Every line from the one with "(!awarenessFilter(doc.clientID, clientId, aw))" to the one with "different field name", including those two, is to be copied exactly; all other lines of the entries below are left out.

§

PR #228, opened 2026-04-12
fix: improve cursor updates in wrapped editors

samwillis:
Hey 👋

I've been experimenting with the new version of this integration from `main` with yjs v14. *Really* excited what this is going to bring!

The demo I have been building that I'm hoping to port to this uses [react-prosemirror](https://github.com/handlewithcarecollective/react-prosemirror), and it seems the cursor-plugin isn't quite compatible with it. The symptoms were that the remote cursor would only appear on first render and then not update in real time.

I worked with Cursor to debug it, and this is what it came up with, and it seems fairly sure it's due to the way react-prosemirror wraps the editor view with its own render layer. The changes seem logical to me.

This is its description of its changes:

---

§

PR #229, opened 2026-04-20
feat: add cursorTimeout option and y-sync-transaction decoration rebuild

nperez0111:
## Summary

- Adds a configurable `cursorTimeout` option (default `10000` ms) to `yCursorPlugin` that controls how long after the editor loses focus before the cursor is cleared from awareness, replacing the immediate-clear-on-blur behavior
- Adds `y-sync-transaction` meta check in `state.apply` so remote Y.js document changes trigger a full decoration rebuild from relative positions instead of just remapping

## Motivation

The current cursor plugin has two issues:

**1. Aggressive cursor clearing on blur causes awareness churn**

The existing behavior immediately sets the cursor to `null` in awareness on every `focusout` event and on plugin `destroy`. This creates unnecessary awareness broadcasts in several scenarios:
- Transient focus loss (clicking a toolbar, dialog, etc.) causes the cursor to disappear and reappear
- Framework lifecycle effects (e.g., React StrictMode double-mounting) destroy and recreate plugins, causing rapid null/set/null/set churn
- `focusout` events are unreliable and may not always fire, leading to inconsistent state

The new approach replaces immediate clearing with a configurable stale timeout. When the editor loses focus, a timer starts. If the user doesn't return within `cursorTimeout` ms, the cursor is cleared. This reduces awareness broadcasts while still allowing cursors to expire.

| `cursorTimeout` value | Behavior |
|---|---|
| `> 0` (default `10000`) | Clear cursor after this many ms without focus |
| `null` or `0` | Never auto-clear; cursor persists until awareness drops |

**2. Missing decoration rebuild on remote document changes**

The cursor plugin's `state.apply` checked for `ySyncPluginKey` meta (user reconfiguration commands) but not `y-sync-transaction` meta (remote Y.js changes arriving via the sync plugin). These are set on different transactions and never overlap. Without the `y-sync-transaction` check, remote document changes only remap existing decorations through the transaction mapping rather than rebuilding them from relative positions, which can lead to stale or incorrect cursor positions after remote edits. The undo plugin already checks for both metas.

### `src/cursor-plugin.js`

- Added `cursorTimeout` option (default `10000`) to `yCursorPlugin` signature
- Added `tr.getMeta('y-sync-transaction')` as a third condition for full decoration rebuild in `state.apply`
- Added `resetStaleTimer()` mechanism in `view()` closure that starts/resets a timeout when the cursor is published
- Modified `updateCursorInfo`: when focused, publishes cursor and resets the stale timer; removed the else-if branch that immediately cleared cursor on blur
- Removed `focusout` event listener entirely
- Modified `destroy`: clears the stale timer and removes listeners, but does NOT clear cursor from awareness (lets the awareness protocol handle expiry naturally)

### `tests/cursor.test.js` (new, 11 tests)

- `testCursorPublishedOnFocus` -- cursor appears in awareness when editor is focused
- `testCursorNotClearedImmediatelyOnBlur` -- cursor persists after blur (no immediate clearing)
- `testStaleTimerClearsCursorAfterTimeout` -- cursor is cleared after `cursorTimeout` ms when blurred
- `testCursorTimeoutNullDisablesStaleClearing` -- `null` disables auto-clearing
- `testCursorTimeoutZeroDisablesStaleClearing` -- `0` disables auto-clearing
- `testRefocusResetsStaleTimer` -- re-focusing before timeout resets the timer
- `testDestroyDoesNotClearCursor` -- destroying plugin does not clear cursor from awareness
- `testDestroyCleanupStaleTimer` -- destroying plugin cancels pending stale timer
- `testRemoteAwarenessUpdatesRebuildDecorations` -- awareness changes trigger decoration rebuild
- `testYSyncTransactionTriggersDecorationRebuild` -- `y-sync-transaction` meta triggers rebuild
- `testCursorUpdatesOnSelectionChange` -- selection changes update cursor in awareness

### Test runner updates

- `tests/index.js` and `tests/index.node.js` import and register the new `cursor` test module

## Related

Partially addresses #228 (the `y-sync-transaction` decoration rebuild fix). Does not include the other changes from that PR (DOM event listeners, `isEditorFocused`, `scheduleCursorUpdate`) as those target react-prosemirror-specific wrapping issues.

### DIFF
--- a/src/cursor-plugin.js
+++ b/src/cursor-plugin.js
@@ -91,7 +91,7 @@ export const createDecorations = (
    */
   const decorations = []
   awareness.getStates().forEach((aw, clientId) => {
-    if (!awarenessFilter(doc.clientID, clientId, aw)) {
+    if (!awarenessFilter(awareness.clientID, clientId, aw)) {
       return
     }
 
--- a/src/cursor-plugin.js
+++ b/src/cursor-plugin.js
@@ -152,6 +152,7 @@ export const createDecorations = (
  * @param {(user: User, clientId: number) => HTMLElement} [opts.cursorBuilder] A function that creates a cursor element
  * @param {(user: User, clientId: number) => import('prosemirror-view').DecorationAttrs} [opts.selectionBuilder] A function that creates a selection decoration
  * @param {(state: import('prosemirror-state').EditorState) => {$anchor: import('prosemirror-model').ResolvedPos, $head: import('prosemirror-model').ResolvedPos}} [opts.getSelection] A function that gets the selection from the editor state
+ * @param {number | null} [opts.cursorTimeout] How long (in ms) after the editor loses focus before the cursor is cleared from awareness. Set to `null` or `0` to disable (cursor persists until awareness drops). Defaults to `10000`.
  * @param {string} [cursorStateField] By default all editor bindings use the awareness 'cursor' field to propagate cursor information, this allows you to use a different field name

§

» PROBLEM SOLUTION:
-    if (!awarenessFilter(doc.clientID, clientId, aw)) {
+    if (!awarenessFilter(awareness.clientID, clientId, aw)) {
       return
     }
 
--- a/src/cursor-plugin.js
+++ b/src/cursor-plugin.js
@@ -152,6 +152,7 @@ export const createDecorations = (
  * @param {(user: User, clientId: number) => HTMLElement} [opts.cursorBuilder] A function that creates a cursor element
  * @param {(user: User, clientId: number) => import('prosemirror-view').DecorationAttrs} [opts.selectionBuilder] A function that creates a selection decoration
  * @param {(state: import('prosemirror-state').EditorState) => {$anchor: import('prosemirror-model').ResolvedPos, $head: import('prosemirror-model').ResolvedPos}} [opts.getSelection] A function that gets the selection from the editor state
+ * @param {number | null} [opts.cursorTimeout] How long (in ms) after the editor loses focus before the cursor is cleared from awareness. Set to `null` or `0` to disable (cursor persists until awareness drops). Defaults to `10000`.
  * @param {string} [cursorStateField] By default all editor bindings use the awareness 'cursor' field to propagate cursor information, this allows you to use a different field name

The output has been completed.